**TASK OBJECTIVE**
In full and without deviation, write out the entries that follow.

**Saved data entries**
=== Begin Enclosure ===
PR #148, opened 2020-12-18
[feat] Add event search component

Chiranjibichapagain:
It is not much here. just collected dropdown input and button. The slider still needs to be added. We can refactor it later.


MikeVedsted (approved):
I guess as a placeholder, it is fine ;)

nannadao (approved):

PR #153, opened 2020-12-21
Fix button responsiveness

Chiranjibichapagain:


Rostislav013 (approved):

client/src/components/EventForm/index.tsx
```diff
@@ -8,7 +8,7 @@ import DropdownField from '../FormDropdownField'
 import GoogleAutoComplete from '../GoogleAutoComplete'
 import { useFormFields } from '../../hooks/useFormFields'
 import { eventCategories } from '../../util/constants/eventCategories'
-import './EventForm.scss'
+import './eventForm.scss'
```
MarinaFroes, line 12: Please, change it back to `./EventForm.scss` before merging it. 
The `Eventform.scss` is supposed to have a capital `E` in the name, if it doesn't it's because you don't have the most recent version in your machine. Could you please check that?

MarinaFroes (commented):
It's ok when testing it alone, but it's not working so fine in the `LandingPage` when I test it here. In viewports with width up to 1024px, it's larger, but when the viewport is 1025px, is narrow again.  But maybe we can merge it then we fix the `LandingPage` styles instead.

client/src/components/EventForm/index.tsx
Chiranjibichapagain: I pulled the latest changes and the scss file name is still eventForm.scss. So i will change the filename to EventChange

Chiranjibichapagain:
> It's ok when testing it alone, but it's not working so fine in the `LandingPage` when I test it here. In viewports with width up to 1024px, it's larger, but when the viewport is 1025px, is narrow again. But maybe we can merge it then we fix the `LandingPage` styles instead.

It is recommended to make larger buttons for mobile and tablets as the user will have to use their fingures. That's why i made them bigger in smaller screens. But we can agree on sizes later.

MarinaFroes:
> It is recommended to make larger buttons for mobile and tablets as the user will have to use their fingures. That's why i made them bigger in smaller screens. But we can agree on sizes later.

I can show what I mean in the meeting tomorrow. But it's ok for now.

MarinaFroes (approved):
=== End Enclosure ===
**EXPECTED ANSWER**
PR #148, opened 2020-12-18
[feat] Add event search component

Chiranjibichapagain:
It is not much here. just collected dropdown input and button. The slider still needs to be added. We can refactor it later.


MikeVedsted (approved):
I guess as a placeholder, it is fine ;)

nannadao (approved):

PR #153, opened 2020-12-21
Fix button responsiveness

Chiranjibichapagain:


Rostislav013 (approved):

client/src/components/EventForm/index.tsx
```diff
@@ -8,7 +8,7 @@ import DropdownField from '../FormDropdownField'
 import GoogleAutoComplete from '../GoogleAutoComplete'
 import { useFormFields } from '../../hooks/useFormFields'
 import { eventCategories } from '../../util/constants/eventCategories'
-import './EventForm.scss'
+import './eventForm.scss'
```
MarinaFroes, line 12: Please, change it back to `./EventForm.scss` before merging it. 
The `Eventform.scss` is supposed to have a capital `E` in the name, if it doesn't it's because you don't have the most recent version in your machine. Could you please check that?

MarinaFroes (commented):
It's ok when testing it alone, but it's not working so fine in the `LandingPage` when I test it here. In viewports with width up to 1024px, it's larger, but when the viewport is 1025px, is narrow again.  But maybe we can merge it then we fix the `LandingPage` styles instead.

client/src/components/EventForm/index.tsx
Chiranjibichapagain: I pulled the latest changes and the scss file name is still eventForm.scss. So i will change the filename to EventChange

Chiranjibichapagain:
> It's ok when testing it alone, but it's not working so fine in the `LandingPage` when I test it here. In viewports with width up to 1024px, it's larger, but when the viewport is 1025px, is narrow again. But maybe we can merge it then we fix the `LandingPage` styles instead.

It is recommended to make larger buttons for mobile and tablets as the user will have to use their fingures. That's why i made them bigger in smaller screens. But we can agree on sizes later.

MarinaFroes:
> It is recommended to make larger buttons for mobile and tablets as the user will have to use their fingures. That's why i made them bigger in smaller screens. But we can agree on sizes later.

I can show what I mean in the meeting tomorrow. But it's ok for now.

MarinaFroes (approved):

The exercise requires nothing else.